When we check wdmd status, we see:

[root@alma05 dom_md]# systemctl status wdmd
● wdmd.service - Watchdog Multiplexing Daemon
   Loaded: loaded (/usr/lib/systemd/system/wdmd.service; disabled; vendor preset: disabled)
   Active: inactive (dead) since Wed 2015-11-04 18:37:30 IST; 18h ago
 Main PID: 635 (code=killed, signal=KILL)

Nov 04 18:37:30 alma05.qa.lab.tlv.redhat.com systemd[1]: Starting Watchdog Multiplexing Daemon...
Nov 04 18:37:30 alma05.qa.lab.tlv.redhat.com systemd-wdmd[20473]: Starting wdmd: [  OK  ]
Nov 04 18:37:30 alma05.qa.lab.tlv.redhat.com wdmd[20480]: wdmd started S0 H1 G179
Nov 04 18:37:30 alma05.qa.lab.tlv.redhat.com wdmd[20480]: other wdmd not cleanly stopped, shm_open error 17
Nov 04 18:37:30 alma05.qa.lab.tlv.redhat.com systemd[1]: Started Watchdog Multiplexing Daemon.

We can see many wdmd related errors in /var/log/messages (see attachment 1089997 [details]).

I'm cloning this bug to sanlock, so David can look at this.

Comment 5 Nir Soffer 2015-11-05 10:57:13 UTC
Lowering urgency, since this is a log issue.

Comment 6 meital avital 2015-11-05 11:43:46 UTC
Service ovirt-ha-agent failed to start after ten attempts

Comment 7 Simone Tiraboschi 2015-11-05 12:31:09 UTC
(In reply to meital avital from comment #6)
> Service ovirt-ha-agent failed to start after ten attempts

It was just to say that on vdsm we have a wrong logging issue (sanlock lock hasn't benn acquired as the log states) but the real issue is there: https://bugzilla.redhat.com/show_bug.cgi?id=1278369

Comment 8 Red Hat Bugzilla Rules Engine 2015-11-05 13:20:11 UTC
This bug is marked for z-stream, yet the milestone is for a major version, therefore the milestone has been reset.
Please set the correct milestone or drop the z stream flag.

Comment 9 Sandro Bonazzola 2016-01-14 07:28:51 UTC
Yaniv, how this affects upgrade to 3.6 flow? It's targeted to 4.0.

Comment 10 Yaniv Lavi 2016-01-14 08:54:14 UTC
(In reply to Sandro Bonazzola from comment #9)
> Yaniv, how this affects upgrade to 3.6 flow? It's targeted to 4.0.

It's a logging issue, not functional impact.

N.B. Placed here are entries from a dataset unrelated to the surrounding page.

PR #1567, opened 2022-04-12
CASSANDRA-17537: nodetool compact should support using a key string to find the range to avoid operators having to manually do this

dcapwell:


src/java/org/apache/cassandra/db/compaction/CompactionController.java
```diff
@@ -255,10 +255,7 @@ public LongPredicate getPurgeEvaluator(DecoratedKey key)
 
         for (SSTableReader sstable: filteredSSTables)
         {
-            // if we don't have bloom filter(bf_fp_chance=1.0 or filter file is missing),
-            // we check index file instead.
-            if (sstable.getBloomFilter() instanceof AlwaysPresentFilter && sstable.getPosition(key, SSTableReader.Operator.EQ, false) != null
-                || sstable.getBloomFilter().isPresent(key))
+            if (sstable.isPresent(key))
```
dcapwell: moved this logic into the sstable so it can be reused

src/java/org/apache/cassandra/db/compaction/CompactionManager.java
```diff
@@ -928,10 +929,10 @@ protected void runMayThrow()
         return futures;
     }
 
-    public void forceCompactionForTokenRange(ColumnFamilyStore cfStore, Collection<Range<Token>> ranges)
+    public void forceCompaction(ColumnFamilyStore cfStore, Supplier<Collection<SSTableReader>> sstablesFn, com.google.common.base.Predicate<SSTableReader> sstablesPredicate)
```
krummas, line 932: It is slightly weird to have both the `Supplier` and the `Predicate` here - but i guess its needed due to that `sstablesInBounds` method. Maybe we should add an assertion that `sstablesPredicate.test(..)` returns true for sstables from `sstablesFn`

src/java/org/apache/cassandra/db/compaction/CompactionManager.java
```diff
@@ -990,6 +996,23 @@ private static Collection<SSTableReader> sstablesInBounds(ColumnFamilyStore cfs,
...
 
+    public void forceCompactionForKey(ColumnFamilyStore cfStore, DecoratedKey key)
+    {
+        forceCompaction(cfStore, () -> sstablesWithKey(cfStore, key), sstable -> sstable.isPresent(key));
+    }
+
+    private static Collection<SSTableReader> sstablesWithKey(ColumnFamilyStore cfs, DecoratedKey key)
+    {
+        final Set<SSTableReader> sstables = new HashSet<>();
+        Iterable<SSTableReader> liveTables = cfs.getTracker().getView().select(SSTableSet.LIVE);
```
krummas: this could be
```
Iterable<SSTableReader> liveTables = cfs.getTracker().getView().liveSSTablesInBounds(key.getToken().minKeyBound(), 
                                                                                     key.getToken().maxKeyBound());
```
to avoid false positives and to reduce the number of `.isPresent` checks below

src/java/org/apache/cassandra/dht/Splitter.java
```diff
@@ -92,6 +92,21 @@ else if (token.compareTo(unwrapped.left) < 0)
         return elapsedTokens;
     }
 
+    public Token next(Token token)
```
krummas: these are unused

src/java/org/apache/cassandra/io/sstable/format/SSTableReader.java
```diff
@@ -2003,6 +2003,14 @@ public void addTo(Ref.IdentityCollection identities)
 
     }
 
+    public boolean isPresent(DecoratedKey key)
```
krummas: maybe rename this to indicate that there are no guarantees here - or invert it to say `isNotPresent` ?

src/java/org/apache/cassandra/io/sstable/format/SSTableReader.java
```diff
@@ -2003,6 +2003,14 @@ public void addTo(Ref.IdentityCollection identities)
...
+    {
+        // if we don't have bloom filter(bf_fp_chance=1.0 or filter file is missing),
+        // we check index file instead.
+        IFilter bf = getBloomFilter();
```
krummas:
```
     [echo] Running Eclipse Code Analysis.  Output logged to /.../build/ecj/eclipse_compiler_checks.txt
     [java] ----------
     [java] 1. ERROR in /.../src/java/org/apache/cassandra/io/sstable/format/SSTableReader.java (at line 2011)
     [java]     return bf instanceof AlwaysPresentFilter && getPosition(key, Operator.EQ, false) != null || bf.isPresent(key);
     [java]     ^^^^^^^^^^^^^^^^^^^^^^^^^^^^^^^^^^^^^^^^^^^^^^^^^^^^^^^^^^^^^^^^^^^^^^^^^^^^^^^^^^^^^^^^^^^^^^^^^^^^^^^^^^^^^^
     [java] Potential resource leak: 'bf' may not be closed at this location
```

can probably just avoid `getBloomFilter()` here

krummas (changes requested):

src/java/org/apache/cassandra/io/sstable/format/SSTableReader.java
dcapwell: adding `eclipse-warnings` to my scripts so I run this more often!

src/java/org/apache/cassandra/db/compaction/CompactionManager.java
dcapwell: not sure about this one, `sstablesFn` is called when compaction is paused, so if I call earlier than that could that not cause problems?  Unless I call early not sure how to get access to the SSTables

krummas: I meant that after calling `sstablesFn.get()` in `taskCreator` we just `assert sstables.stream().allMatch(sstablesPredicate);`

but its fine leaving out as well

krummas (approved):

src/java/org/apache/cassandra/db/compaction/CompactionManager.java
dcapwell: added

```
List<SSTableReader> sstablesNotInPredicate = sstables.stream().filter(a -> ! sstablesPredicate.test(a)).collect(Collectors.toList());
            assert sstablesNotInPredicate.isEmpty() : String.format("Attempted to force compact %s, but predicate does not include", sstablesNotInPredicate);
```

I prefer it show which sstables not included than existence

dcapwell: this check broke some tests due to `(32, 31]` finding files that had bounds `(32, 32]`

Comment 11 Allon Mureinik 2016-01-14 13:45:31 UTC
(In reply to Yaniv Dary from comment #10)
> (In reply to Sandro Bonazzola from comment #9)
> > Yaniv, how this affects upgrade to 3.6 flow? It's targeted to 4.0.
> 
> It's a logging issue, not functional impact.
Removing the blocker flag based on this statement.

Comment 12 Red Hat Bugzilla Rules Engine 2016-01-14 13:45:36 UTC
This bug report has Keywords: Regression or TestBlocker.
Since no regressions or test blockers are allowed between releases, it is also being identified as a blocker for this release. Please resolve ASAP.

Comment 13 Sandro Bonazzola 2016-02-23 09:11:54 UTC
Not blocking bug #1285700 (upgrade to 3.6) since this has been targeted to 4.0.

Comment 14 Allon Mureinik 2016-03-28 15:09:23 UTC
Closing old bugs.
If you feel this is critical, explain why and reopen.